=== INFORMATION SUPPLIED ===

PR #426, opened 2022-04-01
Improve `envtool` diagnostics

### LINKED ISSUE #342: Improve `envtool` diagnostics
* [ ] Envtool should check that network/ports are reachable and fail with good error messages before running tools that produce confusing errors like mongoimport.
* [ ] Envtool should log all relevant versions (Go, git, Docker, etc) and wail with an error prompting contributor to create an issue with them and all logs.

w84thesun:
Closes #342.


cmd/envtool/main.go
```diff
@@ -219,7 +198,39 @@ func setupMonilaAndValues(ctx context.Context, pgPool *pgdb.Pool) {
...
+`,
+		runtime.Version(),
+		runtime.GOOS,
+		runtime.GOARCH,
+		info.Version,
+		info.Commit,
+		info.Branch,
+		err,
+	)
+	fmt.Println(msg)
```
seeforschauer, line 221: could you please remove debug log

w84thesun: It's not a debug log. It prints all collected data. I think I should replace it with `fmt.Printf`.

seeforschauer: yep, it was just highlighted by linter that's security was not ok. thanks

seeforschauer: maybe change it to smth better (more safe)?

w84thesun: I've added `nolint` as discussed.

seeforschauer (dismissed):

cmd/envtool/main.go
```diff
@@ -92,35 +93,13 @@ func waitForPort(ctx context.Context, port uint16) error {
...
-			return nil
-		}
-
-		sleepCtx, sleepCancel := context.WithTimeout(ctx, time.Second)
-		<-sleepCtx.Done()
-		sleepCancel()
-	}
-
-	return ctx.Err()
+	return fmt.Errorf("failed to connect to port %d", port)
```
AlekSi, line 96: We should include a full address ("127.0.0.1:%d") as the common networking problem is about bad Docker network configuration

cmd/envtool/main.go
```diff
@@ -219,7 +198,39 @@ func setupMonilaAndValues(ctx context.Context, pgPool *pgdb.Pool) {
 	logger.Infof("Done in %s.", time.Since(start))
 }
 
-func main() {
+//nolint:forbidigo // Printf used to make diagnostic data easier to copy.
+func printDiagnosticData(err error) {
+	info := version.Get()
+	fmt.Printf(`Looks like something went wrong..
```
AlekSi, line 204:
```suggestion
	fmt.Printf(`Looks like something went wrong.
```

internal/util/version/version.go
```diff
@@ -73,7 +73,7 @@ func init() {
 		switch s.Key {
 		case "vcs.revision":
 			if s.Value != info.Commit {
-				panic(fmt.Sprintf("commit.txt value %q != vcs.revision value %q", info.Commit, s.Value))
+				panic(fmt.Sprintf("commit.txt value %q != vcs.revision value %q\nPlease run `bin/task gen-version`", info.Commit, s.Value))
```
AlekSi, line 76: That looks good, but I think we should add `gen-version` task as a dependency for tasks where we need it

cmd/envtool/main.go
```diff
@@ -219,7 +198,39 @@ func setupMonilaAndValues(ctx context.Context, pgPool *pgdb.Pool) {
...
+Please file an issue with all that information below:
+	Go version: %s
+	OS: %s
+	Arch: %s
+	Version: %s
+	Commit: %s
+	Branch: %s
+	Error: %v
```
AlekSi, line 212: I think we can move to a separate block – it is significantly different from other lines

AlekSi (commented):
Where is a part with logging `git verison`, `go version`, `docker version`?

cmd/envtool/main.go
w84thesun: Fixed

cmd/envtool/main.go
w84thesun: Fixed.

internal/util/version/version.go
w84thesun: I've added `gen-version` to `run` task but it's also happen when you edit and run right from editor. It confuses from time to time.

w84thesun:
> Where is a part with logging `git verison`, `go version`, `docker version`?

I've added go version in the first line but forgot about others. Current changes fixing it.

Right now diagnostic output would look like:
```
Looks like something went wrong..
Please file an issue with all that information below:   

        OS: windows
        Arch: amd64
        Version: v0.1.0-21-g4b5d84c-dirty
        Commit: 4b5d84c03e805130b8b75f04086d735d57f202bf
        Branch: issue-342-improve-envtool-diagnostics   

        Go version: go1.18
        git version 2.32.0.windows.2
        Docker Compose version v2.3.3
        git version 2.32.0.windows.2

        Error: failed to connect to 127.0.0.1:5432
```

AlekSi (approved):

===

DESCRIPTION OF THE TASK: Print the material once more, exactly as it appears.

COMPLETED TASK:
PR #426, opened 2022-04-01
Improve `envtool` diagnostics

### LINKED ISSUE #342: Improve `envtool` diagnostics
* [ ] Envtool should check that network/ports are reachable and fail with good error messages before running tools that produce confusing errors like mongoimport.
* [ ] Envtool should log all relevant versions (Go, git, Docker, etc) and wail with an error prompting contributor to create an issue with them and all logs.

w84thesun:
Closes #342.


cmd/envtool/main.go
```diff
@@ -219,7 +198,39 @@ func setupMonilaAndValues(ctx context.Context, pgPool *pgdb.Pool) {
...
+`,
+		runtime.Version(),
+		runtime.GOOS,
+		runtime.GOARCH,
+		info.Version,
+		info.Commit,
+		info.Branch,
+		err,
+	)
+	fmt.Println(msg)
```
seeforschauer, line 221: could you please remove debug log

w84thesun: It's not a debug log. It prints all collected data. I think I should replace it with `fmt.Printf`.

seeforschauer: yep, it was just highlighted by linter that's security was not ok. thanks

seeforschauer: maybe change it to smth better (more safe)?

w84thesun: I've added `nolint` as discussed.

seeforschauer (dismissed):

cmd/envtool/main.go
```diff
@@ -92,35 +93,13 @@ func waitForPort(ctx context.Context, port uint16) error {
...
-			return nil
-		}
-
-		sleepCtx, sleepCancel := context.WithTimeout(ctx, time.Second)
-		<-sleepCtx.Done()
-		sleepCancel()
-	}
-
-	return ctx.Err()
+	return fmt.Errorf("failed to connect to port %d", port)
```
AlekSi, line 96: We should include a full address ("127.0.0.1:%d") as the common networking problem is about bad Docker network configuration

cmd/envtool/main.go
```diff
@@ -219,7 +198,39 @@ func setupMonilaAndValues(ctx context.Context, pgPool *pgdb.Pool) {
 	logger.Infof("Done in %s.", time.Since(start))
 }
 
-func main() {
+//nolint:forbidigo // Printf used to make diagnostic data easier to copy.
+func printDiagnosticData(err error) {
+	info := version.Get()
+	fmt.Printf(`Looks like something went wrong..
```
AlekSi, line 204:
```suggestion
	fmt.Printf(`Looks like something went wrong.
```

internal/util/version/version.go
```diff
@@ -73,7 +73,7 @@ func init() {
 		switch s.Key {
 		case "vcs.revision":
 			if s.Value != info.Commit {
-				panic(fmt.Sprintf("commit.txt value %q != vcs.revision value %q", info.Commit, s.Value))
+				panic(fmt.Sprintf("commit.txt value %q != vcs.revision value %q\nPlease run `bin/task gen-version`", info.Commit, s.Value))
```
AlekSi, line 76: That looks good, but I think we should add `gen-version` task as a dependency for tasks where we need it

cmd/envtool/main.go
```diff
@@ -219,7 +198,39 @@ func setupMonilaAndValues(ctx context.Context, pgPool *pgdb.Pool) {
...
+Please file an issue with all that information below:
+	Go version: %s
+	OS: %s
+	Arch: %s
+	Version: %s
+	Commit: %s
+	Branch: %s
+	Error: %v
```
AlekSi, line 212: I think we can move to a separate block – it is significantly different from other lines

AlekSi (commented):
Where is a part with logging `git verison`, `go version`, `docker version`?

cmd/envtool/main.go
w84thesun: Fixed

cmd/envtool/main.go
w84thesun: Fixed.

internal/util/version/version.go
w84thesun: I've added `gen-version` to `run` task but it's also happen when you edit and run right from editor. It confuses from time to time.

w84thesun:
> Where is a part with logging `git verison`, `go version`, `docker version`?

I've added go version in the first line but forgot about others. Current changes fixing it.

Right now diagnostic output would look like:
```
Looks like something went wrong..
Please file an issue with all that information below:   

        OS: windows
        Arch: amd64
        Version: v0.1.0-21-g4b5d84c-dirty
        Commit: 4b5d84c03e805130b8b75f04086d735d57f202bf
        Branch: issue-342-improve-envtool-diagnostics   

        Go version: go1.18
        git version 2.32.0.windows.2
        Docker Compose version v2.3.3
        git version 2.32.0.windows.2

        Error: failed to connect to 127.0.0.1:5432
```

AlekSi (approved):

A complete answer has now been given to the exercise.